Collected data entries
########

PR #1600, opened 2024-08-26
Fetch: Fixed refreshing of avatar icons

mexikoedi:
Avatar icons are now being refreshed.

It works like this:
If you don't have any icons saved then new ones will be created, cached and used.
Otherwise the already existing icons will be deleted, then they will be created, cached and used.

So if the player changes his avatar icon the already existing ones will be replaced with the new one.

Tested it on v0.14 and it seemed to work.
(The part with the "exists" is not needed anymore because they are always cached or they don't exit.)

### DIFF
--- a/gamemodes/terrortown/gamemode/client/cl_player_ext.lua
+++ b/gamemodes/terrortown/gamemode/client/cl_player_ext.lua
@@ -238,8 +238,8 @@ end
 net.Receive("TTT_Equipment", UpdateEquipment)
 
 -- Deletes old avatars and caches new ones
-local function CacheAllPlayerAvatars()
-    local plys = player.GetAll()
+local function CacheAllPlayerAvatars(ply)
+    local plys = IsPlayer(ply) and {ply} or player.GetAll()
 
     for i = 1, #plys do
         local plyid64 = plys[i]:SteamID64()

########

Your objective: Return every line above that contains the word "ones".

Exercise output:
If you don't have any icons saved then new ones will be created, cached and used.
So if the player changes his avatar icon the already existing ones will be replaced with the new one.
 -- Deletes old avatars and caches new ones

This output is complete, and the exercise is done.